She almost killed him, but she saw something in Sam, the same something others see in sick kittens and dogs with three legs, a kind something that makes you want to help. And he hadn’t been trying to break into her house, not really-it’d turned out he used to live there a few years earlier before drugs had taken away his money and chunks of his memory and sent his wife packing. He’d come back. He’d been drunk and furiously unwilling to accept that his key wasn’t fitting into the door.
That was the thing about Christchurch-it was a small world, a world full of coincidences, and people bumped into people like that every day.

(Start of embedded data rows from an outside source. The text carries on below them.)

Issue #4658, opened 2024-02-29
add some indexes for postgresql metastore


trinity-1686a:
currently we create no index on any postgres columns, but some indexes could be useful.
I think `split` is the table with the most potential for indexes: it's often the biggest. 

it's `index_uid` column is used in every query, there is probably some substantial gain from having a simple hash index on that:
```sql
CREATE INDEX index_splits_index_uid ON splits USING HASH (index_uid);
```

other column should probably be looked at too, but would likely have a less sever impact

trinity-1686a:
we addad an index on splits(index_uid), but should still investigate other possible indexes

trinity-1686a:
I've experimented with creating different indexes, with different level of usefulness:
- an index on `split_state` doesn't appear to get used (probably too low selectivity)
- BRIN on `time_range_start` and `time_range_end` wasn't as successful as I expected. I assume this is because in the young days of a split, it can get deleted for a merge, leaving holes behind, which get filed by some new split with different timestamps... however a BTree seems to work well
- on tags, I've experimented with multiple kind of indexes. Most aren't useful as we want to match one of the values, not the whole set of tags. A GIN can do that, with caveats below
- columns in `*_timestamp` could use a BTree to make some bookkeeping tasks faster, but that doesn't seem to important, gaining a few 100ms there is not noticeable in practice as these are background tasks

GIN on tags: we currently match tags with statements looking like `NOT ('field-name!' = ANY(tags)) OR 'field-name:the-value-i-want' = ANY(tags)`. For some reason, Postgres won't use the index for a `= ANY(_)` comparison. It does when doing `'{field-name:the-value-i-want}' && tags` (&& being the 'overlap' operator, returning true if there is anything in common between the list of 1 element we provide, and the list of tags in a split).
[...]

PR #4670, opened 2024-03-04
add postgresql index and use IN instead of many OR

### LINKED ISSUE #4666: when listing splits from multiple index in postgres metastore, use IN instead of many OR
when querying many indexes at once, the list split query on metastore create an sql request that looks like the following:
```sql
SELECT * FROM "splits" WHERE 
("index_uid" = $1 OR "index_uid" = $2 OR "index_uid" = $3 OR "index_uid" = $4 OR "index_uid" = $5 OR ...) 
AND ...
```
a request based on `IN` is [reportedly faster](https://ottertune.com/blog/query-best-practices-when-should-you-use-the-in-instead-of-the-or-operator)
```sql
SELECT * FROM "splits" WHERE 
"index_uid" IN ($1, $2, $3, $4, $5,...)
AND ...
```

trinity-1686a:
### Description

fix part of #4658 (but we'll keep that open to explore other indexes we may want to add)
add an index on `splits(index_uid)`

fix #4666
use `index_uid IN (<list of index>)` instead of `index_uid = "index1" OR index_uid = "index2" OR ...` when querying multiple index.

### How was this PR tested?

tested by measuring time and checking query plan on an index with a few hundred thousand splits.
`SELECT * FROM "splits" WHERE "index_uid" = $1` is made ~1900x faster on that particular dataset using the index (from 5.8s to 3.1ms)
selecting with a list of 1k indexes, covering almost every split, is made ~3.5x faster (from 3s to 850ms) by using `IN` over many `OR`. Execution time and query plan are not affected by `IN` over a single `=` when searching with a single index

### DIFF
--- a/quickwit/quickwit-metastore/migrations/postgresql/16_create-index-split-uid.down.sql
+++ b/quickwit/quickwit-metastore/migrations/postgresql/16_create-index-split-uid.down.sql
@@ -1,0 +1,1 @@
+DROP INDEX IF EXISTS index_splits_index_uid;
--- a/quickwit/quickwit-metastore/migrations/postgresql/16_create-index-split-uid.down.sql
+++ b/quickwit/quickwit-metastore/migrations/postgresql/16_create-index-split-uid.down.sql
@@ -1,1 +1,1 @@
-DROP INDEX IF EXISTS index_splits_index_uid;
+DROP INDEX IF EXISTS splits_index_uid_idx;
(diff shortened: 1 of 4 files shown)


quickwit/quickwit-metastore/migrations/postgresql/16_create-index-split-uid.down.sql
```diff
@@ -0,0 +1 @@
+DROP INDEX IF EXISTS index_splits_index_uid;
```
guilload, line 1:
```suggestion
DROP INDEX IF EXISTS splits_index_uid_idx;
```

guilload: The naming convention for pg constraints/indexes is`{tablename}_{columnname(s)}_{suffix}` where suffix is `pkey`, `fkey`. `idx`, etc.

guilload (approved):

PR #3117, opened 2016-02-07
Cabal with ghc package tests

ezyang:
In preparation for testing Cabal against old versions of GHC, I've made the tests more robust to being run against the boot package database, and added a new environment variable for PackageTests to make it use a different version of GHC.


23Skidoo:
The patch itself looks good, can you fix the Travis failure?

ezyang:
Closed.

PR #3118, opened 2016-02-07
Cabal: define MonadFail instances

hvr:
This silences `-Wnoncanonical-monadfail-instances` warnings in the Cabal
library

### DIFF
--- a/Cabal/Cabal.cabal
+++ b/Cabal/Cabal.cabal
@@ -179,6 +179,10 @@ library
   if impl(ghc < 7.6)
     build-depends: ghc-prim >= 0.2 && < 0.3
 
+  if !impl(ghc >= 8.0)
+    -- provides compat Control.Monad.Fail module
+    build-depends: fail == 4.9.*
+
   if !os(windows)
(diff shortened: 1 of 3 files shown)


hvr:
NB: This patch avoids enabling CPP for the two modules by adding a conditional dependency on the tiny [`fail`](http://hackage.haskell.org/package/fail) package...

23Skidoo:
> NB: This patch avoids enabling CPP for the two modules by adding a conditional dependency on the tiny [`fail`](http://hackage.haskell.org/package/fail) package...

The problem with this is that Cabal will be no longer buildable out-of-the box on GHC < 8.

23Skidoo:
Given that the `fail` package is so tiny, can we solve this by adding a `D.Compat.MonadFail` module instead?

hvr:
sure... that would have been plan b... :-)
-- 

hvr:
@23Skidoo see #3124 for the compat-module variant

23Skidoo:
Closing in favour of #3124.

PR #3119, opened 2016-02-08
bootstrap.sh: fix error introduced in 46584a2fdbd

tuncer:
In 46584a2fdbd I've accidentally put the hashable version string on a
separate line, causing the shell to try to execute the command
"1.2.4.0".  Fix it by removing the line.


23Skidoo:
Merged, thanks!

PR #3131, opened 2016-02-10
Give `cabal-install` the Wcompat treatment

hvr:


hvr:
Btw, if don't need to support GHC < 7.4 we can leverage `Generic`-based deriving for many of the tedious boilerplate-y `Semigroup`/`Monoid` instances in `Cabal` and `cabal-install`... assuming we can derive `Generic` for the respective types.

23Skidoo:
Yes, we should do that, but after the 1.24 release.

23Skidoo:
Merged, thanks!

hvr:
btw, we're currently using cabal install 1.22 in the Travis job for GHC HEAD... but GHC 8.0/HEAD requires at least 1.23 ; see also https://phabricator.haskell.org/D1892

23Skidoo:
Yes, I know it's broken.

PR #3134, opened 2016-02-10
Correctly remove .exe from the cabal command listed in the man page.

grayjay:
This commit only removes the extension when it is equal to ".exe".  It fixes the change made in #3103, which didn't handle executable names like `cabal-1.23`.


23Skidoo:
Merged, thanks!

PR #3135, opened 2016-02-11
Quote cabal and ghc-pkg paths in cabal-install integration tests

grayjay:
Spaces in the path to `ghc-pkg` caused two tests to fail when run with the Haskell Platform on Windows.


ezyang:
LGTM.

23Skidoo:
Merged, thanks!

PR #3137, opened 2016-02-12
 {test,bench}: Ignore "bad version" error when loading LBI.

23Skidoo:
See https://github.com/haskell/cabal/pull/1821#commitcomment-16052702.


ezyang:
This fix seems questionable but I can't think of a better way of working around it. (Maybe having cabal-install just parse the package description itself.) It's a bit counterintuitive that returning an empty list means "build everything".

23Skidoo:
> It's a bit counterintuitive that returning an empty list means "build everything".

Good point, I'll add a special-purpose ADT to make the code more readable.

23Skidoo:
> Good point, I'll add a special-purpose ADT to make the code more readable.

Done.

ttuegel:
> I'll add a special-purpose ADT to make the code more readable.
> 
> Done.

Is that commit in there? I don't see it.

23Skidoo:
> Is that commit in there? I don't see it.
I rebased and force-pushed.

PR #3138, opened 2016-02-12
Reinstall add-source deps even when LBI can't be loaded.

### LINKED ISSUE #3136: add-source deps are not reinstalled when LBI can't be loaded
Reinstallation of add-source deps is done in `reconfigure`, and that function silently ignores bad version errors and returns when loading LBI fails. This can happen when a package is using `build-type: Custom` and the setup script is built against a different version of Cabal than `cabal-install`. So changes in add-source deps are ignored in this case.

23Skidoo:
But only if it happens due to version mismatch. Fixes #3136.


23Skidoo:
This bites me quite often when working on `cabal-install`, BTW, now that it uses `build-type: Custom`.

23Skidoo:
Replaced calls to `die` with `notice`.

23Skidoo:
This is somewhat fragile when you're using multiple compilers inside the same sandbox because we can't tell which compiler the project was configured with (since we couldn't load the LBI). Fixing this properly will be a bit more involved, so I'm postponing this for after 1.24.

23Skidoo:
> This is somewhat fragile when you're using multiple compilers inside the same sandbox because we can't tell which compiler the project was configured with (since we couldn't load the LBI). Fixing this properly will be a bit more involved, so I'm postponing this for after 1.24.

Having thought a bit more about this, I now believe we should make the case of unreadable LBI an error and just always compile setup scripts with the same Cabal version that `cabal-install` was built with, installing it automatically if necessary. Now that we have setup dependencies (thanks, @edsko!) this should be easier to implement. The only potentially problematic case is when an old `cabal-install` tries to compile a setup script that doesn't support old versions of Cabal, but then we should just advise the user to upgrade (and the error shouldn't preclude upgrading `cabal-install` itself).

Also, we should get better at bumping development versions when the LBI format is changed (#3181).

ttuegel:
> Having thought a bit more about this, I now believe we should make the case of unreadable LBI an error and just always compile setup scripts with the same Cabal version that cabal-install was built with, installing it automatically if necessary. Now that we have setup dependencies (thanks, @edsko!) this should be easier to implement. The only potentially problematic case is when an old cabal-install tries to compile a setup script that doesn't support old versions of Cabal, but then we should just advise the user to upgrade (and the error shouldn't preclude upgrading cabal-install itself).

I strongly agree. I would never expect an old cabal-install to work with a newer Cabal, or if it did, I would consider it a happy accident. Not only does this simplify things for us, it will be easier for users to understand what's gone wrong and how to correct it ("Your cabal-install is too old, please upgrade.")

23Skidoo:
> I now believe we should make the case of unreadable LBI an error and just always compile setup scripts with the same Cabal version that `cabal-install` was built with

This will also make life a bit harder for developers, but with #3181 fixed, I think we'll cope.

23Skidoo:
This has bitrotted and was obsoleted by new-build, closing.

PR #3141, opened 2016-02-13
configureToolchain: Use the same program names as 'ghc --info'.

### LINKED ISSUE #3140: configureToolchain tests the wrong ld for -x support
Steps to reproduce: Set `ld command` to `false` in the ghc settings file. Then try to build any package.

Output with `-v` includes
```
/home/rwbarton/bin/ghc -c /tmp/16816927771714636915.c -o /tmp/1957747793424238335.o
/usr/bin/ld -x -r /tmp/1957747793424238335.o -o /tmp/7198853861649760492.o
...
```
Expected output was `false -x -r /tmp/1957747793424238335.o -o /tmp/7198853861649760492.o`.

This is bad for two reasons:

* We're presumably going to use the `ld` from `ghc --info` later, rather than the system linker, so that's the one for which we need to know whether it supports `-x`. (Though I don't know when Cabal actually uses `ld`, if ever.)

* Using the system linker here can fail in some scenarios, such as when running a 32-bit ghc on a 64-bit host system.

As a workaround I have to use the `--with-ld` flag manually. Then this works as expected.

23Skidoo:
For example, we used to search for `ld` when the program name specified by `ghc --info` was `i386-unknown-linux-ld`.

Fixes #3140.

### DIFF
--- a/Cabal/Cabal.cabal
+++ b/Cabal/Cabal.cabal
@@ -189,7 +189,8 @@ library
 
   ghc-options: -Wall -fno-ignore-asserts -fwarn-tabs
   if impl(ghc >= 8.0)
-    ghc-options: -Wcompat -Wnoncanonical-monad-instances -Wnoncanonical-monadfail-instances
+    ghc-options: -Wcompat -Wnoncanonical-monad-instances
+                 -Wnoncanonical-monadfail-instances
 
   exposed-modules:
     Distribution.Compat.CreatePipe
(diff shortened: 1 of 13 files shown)


23Skidoo:
@dcoutts This moves `handleDoesNotExist` to `D.S.Utils`, hope you don't mind.

BardurArantsson:
Everything LGTM.

rwbarton:
Yes, it works for me now, thanks! One typo though: in the commit message you mean `ghc --info`, not `gcc --info`.

23Skidoo:
@BardurArantsson Thanks for the code review, by the way.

Sam had been discharged from the army five years earlier. He hadn’t seen any action, unless you included getting so high that he crashed a fuel truck into the mess hall and injured half a dozen men, but nobody died as he told her proudly. Sam was angry at the world, angry at life, though he never told her exactly what it was he was angry about. He was happy to follow her around and do what she asked. He really was like a three-legged dog. A pet, really. Until he started to figure out who she was. By then they’d been planning on how to shoot Joe for a good two months. Then he got dollar signs in his eyes. She saw it happen. The news was on and the police had figured out her real name. There were pictures of her coming up on the screen and he kept looking at them and then at her, and his eyes widened as if big cash-register dollar signs were ringing off behind them.

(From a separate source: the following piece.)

Issue #3112, opened 2016-02-05
Continuous integration on Windows


grayjay:
I experimented with building cabal on [AppVeyor] (https://www.appveyor.com/) by enabling it on a branch in my repository.  I wrote a simple script that can run both packages' tests.  Here's my proposed plan for setting up Windows CI:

So things didn’t work out with Sam after that. That was a week ago. She had to leave him and move on. And, just like any good-hearted pet owner would do, she put him down gently.
The trial starts Monday. Today is Thursday. She doesn’t want Joe deciding to start talking all about her because the prosecution makes him an offer he can’t refuse. She doesn’t want to shoot him on Tuesday, or Wednesday, or a month into the trial. The plan was for Monday, the plan has fallen though, but the new plan can be for Monday too.
At the moment people don’t look at her and see Melissa. They see a pregnant woman on the cusp of bursting, they see a mom-to-be. What they don’t do is take a good look and wonder if she could be a killer. People are easy to fool. She’s been fooling them for years now. She’s learned that wigs and hair dye and fake eyelashes and being nine months pregnant can make you anybody you want to be. Even Schroder, good old ex-detective inspector Schroder, didn’t recognize her. She could see him trying to place her, but there was no chance. They see fat pregnant chick and don’t see beyond that. He bought the acting story hook, line, and sinker, because she gave him no reason at all to doubt her. She can be a different person from who she was yesterday, and she can be a different person tomorrow. It’s how she’s been free to do what she wants all these years. It’s how she survives.
Right now the person she wants to be is dry. This rain is soaking through her clothes. She’s shivering. She waited five minutes on the chance Schroder noticed his keys were missing, but the detective is a former detective for a reason, and that’s probably one of them. Schroder’s car is about as messy as she’d expected it to be. Fast-food wrappers covering the mats in the backseat, children’s clothes, a car seat for a baby. Nobody is watching her. The weather is way too bad for anybody to think much beyond getting from point A to point B in a way that stops them from drowning. She said earlier to Schroder that she likes the rain, but the truth is she hates it. It surprises her that she still lives in this city. She was born here. Raised here. Raped here. Her sister was born here. Raised here. Raped here. And murdered here. There’s a lot of memories in Christchurch, not many of them any good. There are other cars in the parking lot, but she’s not concerned about anybody coming out at the wrong time and spotting her. She’s almost done here anyway. And if Schroder were to come outside now and catch her, well, she’ll just have to stab him and drive away with him in the backseat. It’d be a shame because over the last few minutes she’s come up with a very specific plan for Schroder’s future.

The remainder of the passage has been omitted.